Word for word, restate all of the data shown below.

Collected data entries
· · ·

PR #5435, opened 2024-03-25
[fix bug #5430] index_limit judgment error in drawIndexed(indexCount)

microaaron:
[fix bug #5430] index_limit judgment error in drawIndexed(indexCount)

**Connections**
#5430

**Description**
index_limit judgment error in drawIndexed(indexCount). 
An error should be reported only when last_index > index_limit.
https://github.com/gfx-rs/wgpu/blob/e102e59e477c54dd9c8913438b92ad97a81c491a/wgpu-core/src/command/bundle.rs#L169-L174

**Testing**
I'm not sure how to test it. Do I need to compile the entire firefox?

**Checklist**

- [ ] Run `cargo fmt`.

### DIFF
--- a/wgpu-core/src/command/bundle.rs
+++ b/wgpu-core/src/command/bundle.rs
@@ -166,7 +166,7 @@ fn validate_indexed_draw<A: HalApi>(
 ) -> Result<(), DrawError> {
     let last_index = first_index as u64 + index_count as u64;
     let index_limit = index_state.limit();
-    if last_index <= index_limit {
+    if last_index > index_limit {
         return Err(DrawError::IndexBeyondLimit {
             last_index,
             index_limit,


Wumpf (changes requested):
as mentioned on the ticket, I think we should really add a regression test on this one

Wumpf:
> I'm not sure how to test it. Do I need to compile the entire Firefox?

no. For test instructions see the README. Any updates to wgpu will eventually be picked up by Firefox at some point, but wgpu is tested & released independently. Essentially, being the backbone of Firefox's WebGPU implementation is one of wgpu's purposes (one of the most important ones) but not the full story.

microaaron:
> no. For test instructions see the README. 

4failed
捕获4failed

Wumpf:
there should be more log describing the actual test failures. Not sure if we pass all tests right now on Windows right now, might depend also on installed driver version (we do run them on ci afaik, so that's fine) - this _is_ concerning, but in any case an orthogonal issue. After all, as long as we don't add a unit test that covers this issue this won't change the outcome much.

Don't worry if you're struggling to find how and where to do that, we'll definitely get this fix landed before the next release given that it's fairly critical (but if you want to learn have a browse through the existing regression tests - but I figure you ran into this via javascript from the browser end of things, so for this you'd need to code against wgpu and that's quite a lot to take in if you're new to it). Good chance I get to it later this week.

microaaron:
Thanks a lot.

Wumpf:
took this over in https://github.com/gfx-rs/wgpu/pull/5441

· · ·

- Reply to the exercise:
PR #5435, opened 2024-03-25
[fix bug #5430] index_limit judgment error in drawIndexed(indexCount)

microaaron:
[fix bug #5430] index_limit judgment error in drawIndexed(indexCount)

**Connections**
#5430

**Description**
index_limit judgment error in drawIndexed(indexCount). 
An error should be reported only when last_index > index_limit.
https://github.com/gfx-rs/wgpu/blob/e102e59e477c54dd9c8913438b92ad97a81c491a/wgpu-core/src/command/bundle.rs#L169-L174

**Testing**
I'm not sure how to test it. Do I need to compile the entire firefox?

**Checklist**

- [ ] Run `cargo fmt`.

### DIFF
--- a/wgpu-core/src/command/bundle.rs
+++ b/wgpu-core/src/command/bundle.rs
@@ -166,7 +166,7 @@ fn validate_indexed_draw<A: HalApi>(
 ) -> Result<(), DrawError> {
     let last_index = first_index as u64 + index_count as u64;
     let index_limit = index_state.limit();
-    if last_index <= index_limit {
+    if last_index > index_limit {
         return Err(DrawError::IndexBeyondLimit {
             last_index,
             index_limit,


Wumpf (changes requested):
as mentioned on the ticket, I think we should really add a regression test on this one

Wumpf:
> I'm not sure how to test it. Do I need to compile the entire Firefox?

no. For test instructions see the README. Any updates to wgpu will eventually be picked up by Firefox at some point, but wgpu is tested & released independently. Essentially, being the backbone of Firefox's WebGPU implementation is one of wgpu's purposes (one of the most important ones) but not the full story.

microaaron:
> no. For test instructions see the README. 

4failed
捕获4failed

Wumpf:
there should be more log describing the actual test failures. Not sure if we pass all tests right now on Windows right now, might depend also on installed driver version (we do run them on ci afaik, so that's fine) - this _is_ concerning, but in any case an orthogonal issue. After all, as long as we don't add a unit test that covers this issue this won't change the outcome much.

Don't worry if you're struggling to find how and where to do that, we'll definitely get this fix landed before the next release given that it's fairly critical (but if you want to learn have a browse through the existing regression tests - but I figure you ran into this via javascript from the browser end of things, so for this you'd need to code against wgpu and that's quite a lot to take in if you're new to it). Good chance I get to it later this week.

microaaron:
Thanks a lot.

Wumpf:
took this over in https://github.com/gfx-rs/wgpu/pull/5441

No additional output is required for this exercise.